Work request:
Word for word, set down the entries below.

Records from a data collection:
PR #411, opened 2026-09-16
Add orthographic cameras

bdero:
Adds `OrthographicCamera` and `OrthographicProjection`, sized by `OrthographicSize` (height, width, contain, cover, stretch, or pixels per unit) with `zoom`, a world-unit `offset`, and a `near` that may be negative for isometric views.

Every depth-reconstructing effect (shadows, AO, SSR, TAA, depth of field, god rays, GI, planar reflections, froxel lighting, LOD, custom-pass depth and normals) now reads the projection from its matrix through one shared `view_projection.glsl`, so orthographic and custom projections work instead of being skipped. `.fscene` cameras serialize the orthographic projection and the editor draws its view volume through a new `GizmoOrthographicVolume` in `scene`.


packages/flutter_scene/shaders/view_vector.glsl
```diff
@@ -0,0 +1,29 @@
...
+
+vec3 ViewVector(mat4 camera_transform, vec3 camera_position,
+                vec3 world_position) {
+  vec3 to_camera = camera_position - world_position;
+  if (!CameraTransformIsOrthographic(camera_transform)) {
+    return to_camera;
+  }
+  vec3 forward = normalize(vec3(camera_transform[0][2], camera_transform[1][2],
+                                camera_transform[2][2]));
+  return forward * dot(to_camera, forward);
```
bdero: Under an orthographic camera this is `forward * planarDepth`, so `dFdx`/`dFdy(v_viewvector)` in `CotangentFrame` (normals.glsl) are both parallel to forward and T and B collapse onto `cross(forward, N)`. Normal maps on meshes without authored tangents only perturb along one axis, and on camera-facing surfaces T and B go to zero and the map drops out. Anisotropy's `TangentFrame` call has the same problem.

bdero: This keeps the signed planar depth, so for fragments between a negative near plane and the eye plane the vector points away from the viewer. Lighting normalizes it (`camera_normal` in material_lighting.glsl, `GetViewDirection`, the fog sky sample), so N.V clamps and specular, Fresnel, and IBL reflection read the wrong hemisphere there. The `orthographic_camera` smoke scene puts most of its ground and cubes on that side of the eye. Billboards behind the eye plane also get mirrored, and `ApplyDepthBias` pushes away from the viewer. Splitting the view direction from the signed depth varying would fix this and the cotangent frame issue together.

packages/flutter_scene/lib/src/render/planar_reflection.dart
```diff
@@ -173,19 +185,12 @@ class PlanarReflectionCamera extends Camera {
...
-              fovRadiansY: base.fovRadiansY,
-              near: base.near,
-              far: base.far,
-            ),
-            worldPlane: plane,
-            viewMatrix: _inner.getViewMatrix(),
-            clipBias: clipBias,
-          )
-        : base;
+    _projection = ObliqueNearClipProjection(
```
bdero, line 188: For an orthographic source, the oblique clip replaces projection row 2 with the mirror plane, but `ViewVector` and `SplatGeometry` read that row as the camera forward when the w row is constant. In the capture pass v_viewvector, linear depth, specular, and splat sorting all run along the mirror normal instead of the reflected camera's forward (an isometric camera over a floor mirror shows it). Passing forward explicitly instead of recovering it from the view-projection would avoid this.

packages/flutter_scene/lib/src/camera_controllers/orbit_camera_controller.dart
```diff
@@ -160,14 +172,27 @@ class OrbitCameraController extends CameraController {
...
     _target += (_targetGoal - _target) * r;
-    node.lookAtFrom(_eyeFor(_target), _target);
+    var eyeDistance = _distance;
+    final projection = node.getComponent<CameraComponent>()?.projection;
+    if (projection is OrthographicProjection) {
+      final reference = _orthographicReference ??= (
+        distance: _distance,
+        zoom: projection.zoom,
+      );
+      projection.zoom = reference.zoom * reference.distance / _distance;
```
bdero: This rewrites `zoom` from the first captured reference on every update, so setting `projection.zoom` in code or `orthographicZoom` in the inspector, or assigning a new `OrthographicProjection`, is undone the next frame. The old reference zoom also carries over to a replaced projection.

packages/flutter_scene/lib/src/fscene/realize/builtin_codecs.dart
```diff
@@ -1357,25 +1382,103 @@ class CameraCodec extends DeclarativeComponentCodec<CameraComponent> {
     ComponentField.number(
       'near',
```
bdero, line 1383: Dropping `Range(0.0001, null)` here lets a perspective camera take `near <= 0` from the editor or a document, which asserts in `_matrix4Perspective` in debug and degenerates depth in release. Could perspective keep the constraint while orthographic allows negative values? `far` lost its range too.

bdero (commented):
A few issues with orthographic shading, reflections, and the orbit controller. Details inline.

packages/flutter_scene/shaders/view_vector.glsl
bdero: Restored `v_viewvector` to the true eye vector, so the cotangent frame derivatives are correct under every projection. The orthographic view direction now comes from a `ViewInfo` block behind `GetViewDirection()`, fixed in b8890d14.

bdero: Lighting, clearcoat, fog, and the sky sample now use `GetViewDirection()`, which returns `-forward` under ortho, and billboards and depth bias use a viewer-direction helper. A separate varying would have broken raw `ShaderMaterial` vertex stages, which must write exactly the seven engine varyings.

packages/flutter_scene/lib/src/render/planar_reflection.dart
bdero: Forward now comes from the cross product of the view-projection x and y rows, which the oblique clip and jitter never touch, so `Geometry.bind` stays unchanged for custom geometry. `ProjectionParams` also unwraps the oblique projection for the base near and far.

packages/flutter_scene/lib/src/camera_controllers/orbit_camera_controller.dart
bdero: Dolly now scales the current zoom by that frame's distance change only, so external zoom edits survive, and a newly assigned projection resets the controller state. Both have tests in b8890d14.

packages/flutter_scene/lib/src/fscene/realize/builtin_codecs.dart
bdero: Done in b8890d14. Perspective `near` and `far` keep their positive range, and orthographic has separate `orthographicNear` and `orthographicFar` fields.

packages/flutter_scene/lib/src/material/engine_lighting.dart
```diff
@@ -320,6 +334,36 @@ class EngineLightingUniforms {
   /// from [lighting]'s fog and directional light, and binds it on [shader].
   /// Every material shader declares `FogInfo`, so this is always bound; when
   /// there is no fog the `enabled` flag is 0 and `ApplyFog` is a no-op.
+  /// Binds the `ViewInfo` block `material_varyings.glsl` declares for
```
bdero, line 333: `bindViewInfo` landed between `bindFog`'s doc comment and its declaration, so this doc now opens with the `FogInfo` packing text and `bindFog` has none. Moving the four `FogInfo` lines back above `static void bindFog` fixes both.

bdero (commented):
The earlier comments all look resolved. One small doc fix inline.

packages/flutter_scene/lib/src/material/engine_lighting.dart
bdero: Moved the `FogInfo` doc back above `bindFog`, so each method has its own comment again. Done in 9a6f59e2.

Completed exercise:
PR #411, opened 2026-09-16
Add orthographic cameras

bdero:
Adds `OrthographicCamera` and `OrthographicProjection`, sized by `OrthographicSize` (height, width, contain, cover, stretch, or pixels per unit) with `zoom`, a world-unit `offset`, and a `near` that may be negative for isometric views.

Every depth-reconstructing effect (shadows, AO, SSR, TAA, depth of field, god rays, GI, planar reflections, froxel lighting, LOD, custom-pass depth and normals) now reads the projection from its matrix through one shared `view_projection.glsl`, so orthographic and custom projections work instead of being skipped. `.fscene` cameras serialize the orthographic projection and the editor draws its view volume through a new `GizmoOrthographicVolume` in `scene`.


packages/flutter_scene/shaders/view_vector.glsl
```diff
@@ -0,0 +1,29 @@
...
+
+vec3 ViewVector(mat4 camera_transform, vec3 camera_position,
+                vec3 world_position) {
+  vec3 to_camera = camera_position - world_position;
+  if (!CameraTransformIsOrthographic(camera_transform)) {
+    return to_camera;
+  }
+  vec3 forward = normalize(vec3(camera_transform[0][2], camera_transform[1][2],
+                                camera_transform[2][2]));
+  return forward * dot(to_camera, forward);
```
bdero: Under an orthographic camera this is `forward * planarDepth`, so `dFdx`/`dFdy(v_viewvector)` in `CotangentFrame` (normals.glsl) are both parallel to forward and T and B collapse onto `cross(forward, N)`. Normal maps on meshes without authored tangents only perturb along one axis, and on camera-facing surfaces T and B go to zero and the map drops out. Anisotropy's `TangentFrame` call has the same problem.

bdero: This keeps the signed planar depth, so for fragments between a negative near plane and the eye plane the vector points away from the viewer. Lighting normalizes it (`camera_normal` in material_lighting.glsl, `GetViewDirection`, the fog sky sample), so N.V clamps and specular, Fresnel, and IBL reflection read the wrong hemisphere there. The `orthographic_camera` smoke scene puts most of its ground and cubes on that side of the eye. Billboards behind the eye plane also get mirrored, and `ApplyDepthBias` pushes away from the viewer. Splitting the view direction from the signed depth varying would fix this and the cotangent frame issue together.

packages/flutter_scene/lib/src/render/planar_reflection.dart
```diff
@@ -173,19 +185,12 @@ class PlanarReflectionCamera extends Camera {
...
-              fovRadiansY: base.fovRadiansY,
-              near: base.near,
-              far: base.far,
-            ),
-            worldPlane: plane,
-            viewMatrix: _inner.getViewMatrix(),
-            clipBias: clipBias,
-          )
-        : base;
+    _projection = ObliqueNearClipProjection(
```
bdero, line 188: For an orthographic source, the oblique clip replaces projection row 2 with the mirror plane, but `ViewVector` and `SplatGeometry` read that row as the camera forward when the w row is constant. In the capture pass v_viewvector, linear depth, specular, and splat sorting all run along the mirror normal instead of the reflected camera's forward (an isometric camera over a floor mirror shows it). Passing forward explicitly instead of recovering it from the view-projection would avoid this.

packages/flutter_scene/lib/src/camera_controllers/orbit_camera_controller.dart
```diff
@@ -160,14 +172,27 @@ class OrbitCameraController extends CameraController {
...
     _target += (_targetGoal - _target) * r;
-    node.lookAtFrom(_eyeFor(_target), _target);
+    var eyeDistance = _distance;
+    final projection = node.getComponent<CameraComponent>()?.projection;
+    if (projection is OrthographicProjection) {
+      final reference = _orthographicReference ??= (
+        distance: _distance,
+        zoom: projection.zoom,
+      );
+      projection.zoom = reference.zoom * reference.distance / _distance;
```
bdero: This rewrites `zoom` from the first captured reference on every update, so setting `projection.zoom` in code or `orthographicZoom` in the inspector, or assigning a new `OrthographicProjection`, is undone the next frame. The old reference zoom also carries over to a replaced projection.

packages/flutter_scene/lib/src/fscene/realize/builtin_codecs.dart
```diff
@@ -1357,25 +1382,103 @@ class CameraCodec extends DeclarativeComponentCodec<CameraComponent> {
     ComponentField.number(
       'near',
```
bdero, line 1383: Dropping `Range(0.0001, null)` here lets a perspective camera take `near <= 0` from the editor or a document, which asserts in `_matrix4Perspective` in debug and degenerates depth in release. Could perspective keep the constraint while orthographic allows negative values? `far` lost its range too.

bdero (commented):
A few issues with orthographic shading, reflections, and the orbit controller. Details inline.

packages/flutter_scene/shaders/view_vector.glsl
bdero: Restored `v_viewvector` to the true eye vector, so the cotangent frame derivatives are correct under every projection. The orthographic view direction now comes from a `ViewInfo` block behind `GetViewDirection()`, fixed in b8890d14.

bdero: Lighting, clearcoat, fog, and the sky sample now use `GetViewDirection()`, which returns `-forward` under ortho, and billboards and depth bias use a viewer-direction helper. A separate varying would have broken raw `ShaderMaterial` vertex stages, which must write exactly the seven engine varyings.

packages/flutter_scene/lib/src/render/planar_reflection.dart
bdero: Forward now comes from the cross product of the view-projection x and y rows, which the oblique clip and jitter never touch, so `Geometry.bind` stays unchanged for custom geometry. `ProjectionParams` also unwraps the oblique projection for the base near and far.

packages/flutter_scene/lib/src/camera_controllers/orbit_camera_controller.dart
bdero: Dolly now scales the current zoom by that frame's distance change only, so external zoom edits survive, and a newly assigned projection resets the controller state. Both have tests in b8890d14.

packages/flutter_scene/lib/src/fscene/realize/builtin_codecs.dart
bdero: Done in b8890d14. Perspective `near` and `far` keep their positive range, and orthographic has separate `orthographicNear` and `orthographicFar` fields.

packages/flutter_scene/lib/src/material/engine_lighting.dart
```diff
@@ -320,6 +334,36 @@ class EngineLightingUniforms {
   /// from [lighting]'s fog and directional light, and binds it on [shader].
   /// Every material shader declares `FogInfo`, so this is always bound; when
   /// there is no fog the `enabled` flag is 0 and `ApplyFog` is a no-op.
+  /// Binds the `ViewInfo` block `material_varyings.glsl` declares for
```
bdero, line 333: `bindViewInfo` landed between `bindFog`'s doc comment and its declaration, so this doc now opens with the `FogInfo` packing text and `bindFog` has none. Moving the four `FogInfo` lines back above `static void bindFog` fixes both.

bdero (commented):
The earlier comments all look resolved. One small doc fix inline.

packages/flutter_scene/lib/src/material/engine_lighting.dart
bdero: Moved the `FogInfo` doc back above `bindFog`, so each method has its own comment again. Done in 9a6f59e2.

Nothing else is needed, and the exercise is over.